Maintenance programs become optimized with a consistent commitment to data collection, data analysis, and readjusting programs over time. 

Benefits of Planned Maintenance Optimization

Lab Manager estimates PMO programs help organizations in the laboratory and life sciences industries reduce maintenance costs by 25 percent. Maintenance experts suggest most organizations realize the benefits of PMO within two years of initial implementation. 

The benefits of planned maintenance optimization include:

  • Increased asset uptime and improved reliability 
  • Greater return on investment from their assets
  • Eliminated waste and more efficient, effective, and leaner maintenance strategies
  • Enhanced employee morale through enhanced skill sets
  • Increased ability to base maintenance approaches on a proven system

Planned maintenance optimization enables organizations to enjoy benefits similar to RCM but with less analysis, in less time. It aims to ensure equipment setbacks are avoided, and maintenance approaches are practical and efficient.

How to Optimize a Planned Maintenance Program

Generally, organizations take one of two initial approaches to optimization: 

  1. Seek feedback from technicians responsible for performing maintenance tasks: While this approach is logical—these workers interact with pieces of equipment day in and day out—it isn’t the most reliable in providing consistent information. Personal bias and forgetfulness sometimes skew qualitative data. 
  1. Use the 6:1 Rule: This approach dictates that organizations find a corrective maintenance task in every six PM tasks performed. This method provides organizations with a starting point to fine-tune preventive maintenance processes and programs. 

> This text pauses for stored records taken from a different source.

PR #405, opened 2023-06-20
Fix: add clade_legacy back via mapping

corneliusroemer:

This PR fixes ingest to work with the latest Nextclade dataset release: at the moment it fails due to `clade_legacy` no longer being output by Nextclade starting with dataset release `2023-06-16`.

(This is due to https://github.com/neherlab/nextclade_data_workflows/pull/42 which in turn was triggered by a refactor in ncov of how we annotate clades https://github.com/nextstrain/ncov/pull/1065.)

So as not to break downstream workflows that rely on ingest output `metadata.tsv` having `clade_legacy`, this PR adds a `clade_legacy` column to `metadata.tsv`

The values are defined as a simple mapping from `clade_nextstrain` (year-letter, e.g. 22F) to `clade_legacy` in `defaults/clade-legacy-mapping.yml`

This file lives in ingest for now to make this PR work without requiring changes to `ncov`.

### Testing

- [x] Locally with `snakemake -c all --configfile config/debug_sample_gisaid.yaml  -p --ri -F`
- [x] Full test runs succeeded (at least `open`, `gisaid` was still running)
  - AWS run: https://us-east-1.console.aws.amazon.com/batch/home?region=us-east-1#jobs/detail/d4606714-a821-4373-9cd7-8fa1a23a81ee
  - Output files downloadable from: `s3://nextstrain-staging/files/ncov/open/branch/cornelius/add-legacy-clade-names`

### Future work

- [ ] Add a reasonable default for `clade_legacy` so that new clade doesn't require changes in ingest. E.g., we could use the `WHO` column, or simply add ` (Omicron)`, or add nothing at all, i.e. map to itself. Tracked in https://github.com/nextstrain/ncov-ingest/issues/406

### DIFF
--- a/bin/join-metadata-and-clades
+++ b/bin/join-metadata-and-clades
@@ -4,6 +4,7 @@ import sys
 from datetime import datetime
 import pandas as pd
 import numpy as np
+import yaml
 
 INSERT_BEFORE_THIS_COLUMN = "pango_lineage"
 COLUMN_TO_REORDER = "Nextstrain_clade"
@@ -15,7 +16,6 @@ rate_per_day = 0.0007 * 29903 / 365
 reference_day = datetime(2020,1,1).toordinal()
 
 column_map = {
-    "clade_legacy": "Nextstrain_clade",
     "clade_nextstrain": "clade_nextstrain",
     "clade_who": "clade_who",
     "Nextclade_pango": "Nextclade_pango",
@@ -43,13 +43,16 @@ column_map = {
     "aaSubstitutions": "aaSubstitutions"
 }
 
+# Nextstrain_clade is added later based on clade_nextstrain and a yml mapping
+new_columns = list(column_map.values()) + ["Nextstrain_clade"]
+
 clades_21L_columns = {"immune_escape","ace2_binding"}
 
 def reorder_columns(result: pd.DataFrame):
     """
     Moves COLUMN_TO_REORDER right before INSERT_BEFORE_THIS_COLUMN
     """
-    if COLUMN_TO_REORDER not in list(column_map.values()):
+    if COLUMN_TO_REORDER not in new_columns:
         raise ValueError(f"Column {COLUMN_TO_REORDER} not found in values of column_map {column_map}")
     columns = list(result.columns)
     if INSERT_BEFORE_THIS_COLUMN not in columns:
@@ -62,11 +65,12 @@ def reorder_columns(result: pd.DataFrame):
 
 def parse_args():
     parser = argparse.ArgumentParser(
-        description="Joins metadata file with Nextclade clade output",
+        description="Joins metadata file with Nextclade tsvs. Adds clade_legacy column.",
     )
-    parser.add_argument("first_file")
-    parser.add_argument("second_file")
-    parser.add_argument("nextclade_21L")
+    parser.add_argument("--metadata", required=True)
+    parser.add_argument("--nextclade-tsv", required=True)
+    parser.add_argument("--nextclade-21L-tsv", required=True)
+    parser.add_argument("--clade-legacy-mapping", required=True)
     parser.add_argument("-o", default=sys.stdout)
     return parser.parse_args()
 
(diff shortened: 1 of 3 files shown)


bin/join-metadata-and-clades
```diff
@@ -119,7 +127,7 @@ def main():
         right_index=True,
         how='left'
     )
-
+
```
corneliusroemer, line 130:
```suggestion

```

bin/join-metadata-and-clades
```diff
@@ -106,11 +110,15 @@ def main():
...
+    # Use yml mapping
+    clade_legacy_mapping= yaml.safe_load(open(args.clade_legacy_mapping))
+    clades["Nextstrain_clade"] = clades["clade_nextstrain"].map(clade_legacy_mapping)
+
     # Remove immune_escape and ace2_binding when clade <21L and not recombinant
     clades.loc[clades.Nextstrain_clade < "21L",["immune_escape","ace2_binding"]] = float('nan')
 
-
-    clades = clades[list(column_map.values())]
+    clades = clades[new_columns]
```
corneliusroemer, line 121:
```suggestion

    clades = clades[new_columns]
```

bin/join-metadata-and-clades
```diff
@@ -106,11 +110,16 @@ def main():
 
     clades = pd.merge(clades, clades_21L, left_index=True, right_index=True, how='left')
 
+    # Add clade_legacy column as Nextstrain_clade
+    # Use yml mapping
+    clade_legacy_mapping= yaml.safe_load(open(args.clade_legacy_mapping))
```
joverlee521, line 115:
```suggestion
    with open(args.clade_legacy_mapping, 'r') as legacy_mapping_file:
         clade_legacy_mapping = yaml.safe_load(legacy_mapping_file)
```

joverlee521 (approved):
Thanks for fixing this @corneliusroemer! I'm getting more and more confused by the circular data dependencies of ncov-ingest, ncov, and Nextclade 😥 

I left some comments, but should be okay to merge with a full re-run of Nextclade.

emmahodcroft:
@joverlee521 Every time I step away from this issue I have to go back and try to remember it all again (which I haven't done this morning) but my memory is that hopefully these steps are unwrapping these circular dependencies...

Nextclade now no longer knows about the legacy clade names from Nextstrain & thus doesn't output them. But due to that, we have to add them back into Nextstrain metadata to support legacy use (at least until such time as we decide to stop supporting that, with some warning or etc). This should mean that future changes to Nextclade should be more independent - and same on Nextstrain end as far as how we want to rename clades or map them to various labels, etc....

That's the plan anyway, but I'm a bit lost on what step we're on ATM TBH 🤷 !

bin/join-metadata-and-clades
```diff
@@ -43,13 +43,16 @@ column_map = {
     "aaSubstitutions": "aaSubstitutions"
 }
 
+# Nextstrain_clade is added later based on clade_nextstrain and a yml mapping
+new_columns = list(column_map.values()) + ["Nextstrain_clade"]
```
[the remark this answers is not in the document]
corneliusroemer: That's a great point. I _think_ it _doesn't_ change order, as "Nextstrain_clade" is the column that's reordered later in the script. See:
- https://github.com/nextstrain/ncov-ingest/blob/93fb79c51ecccfce4bd750c22a5f0ff93ab25857/bin/join-metadata-and-clades#LL152C5-L152C37
- https://github.com/nextstrain/ncov-ingest/blob/93fb79c51ecccfce4bd750c22a5f0ff93ab25857/bin/join-metadata-and-clades#L60
- https://github.com/nextstrain/ncov-ingest/blob/93fb79c51ecccfce4bd750c22a5f0ff93ab25857/bin/join-metadata-and-clades#L10

bin/join-metadata-and-clades
```diff
@@ -106,11 +110,16 @@ def main():
 
     clades = pd.merge(clades, clades_21L, left_index=True, right_index=True, how='left')
 
+    # Add clade_legacy column as Nextstrain_clade
+    # Use yml mapping
+    clade_legacy_mapping= yaml.safe_load(open(args.clade_legacy_mapping))
+    clades["Nextstrain_clade"] = clades["clade_nextstrain"].map(clade_legacy_mapping)
```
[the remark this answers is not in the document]
corneliusroemer: Great point that I wanted to address later, after getting this fix out.

I think it would be good to not require us to update the `clade-legacy-mapping.yml` for each new clade we define. Since new clades will be part of Omicron, I suggest I make the default mapping to add ` (Omicron)` as everything from now on will almost certainly be Omicron (if it isn't it's easy to overwrite by adding a line to the mapping).

Since the whole reason for this column is backwards compatibility, this won't break anything and it is also not wrong.

I'll suggest that change in a separate PR so we can merge the fix first.

corneliusroemer:
@emmahodcroft your summary is entirely correct. Legacy definitions are now an ingest-only concern for backwards compatibility.

corneliusroemer:
- [ ] I have added touchfiles for `open/gisaid` x `wuhan/21L`

PR #412, opened 2023-07-31
Use nextstrain/ingest

victorlin:
### Description of proposed changes

Begin usage of centralized ingest scripts and add details on how to pull new updates from the central repo.

### Testing

- [x] Checks pass (Update-image failure is [unrelated](https://github.com/nextstrain/ncov-ingest/issues/413) and can be ignored. It was triggered by a non-functional change in update-image.yml).
- [x] [Run GenBank fetch and ingest](https://github.com/nextstrain/ncov-ingest/actions/runs/5933678225) on PR branch, verify successful run.

    <details>
    <summary>Evidence</summary>

    I checked for the presence of `✅ This pipeline has successfully finished 🎉` in the AWS Batch logs.

    I also spot checked some lines in the generated metadata file:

Analysis of existing PM tasks can help determine how best to optimize their quantity and timing. 

Utilize Planned Maintenance Optimization Best Practices:

  • Develop and implement a comprehensive maintenance plan that includes maintenance priorities and goals, routines and schedules, key performance indicators, and maintenance processes.
  • Adopt a centralized communication system between maintenance technicians and operational managers.
  • Optimize staff functions so employees can better leverage skill sets. 
  • Collect as much data as possible in a user-friendly CMMS.
  • Create a system for maintenance awareness and reporting failure.


Planned maintenance optimization (PMO) is the first step on the journey to continuous maintenance departmental improvements. PMO frees resources, minimizes reactive maintenance, and creates more organized asset management systems leading to better decision-making. However, PMO processes don’t occur overnight. Effective implementation takes time, resources, and user-friendly CMMS software.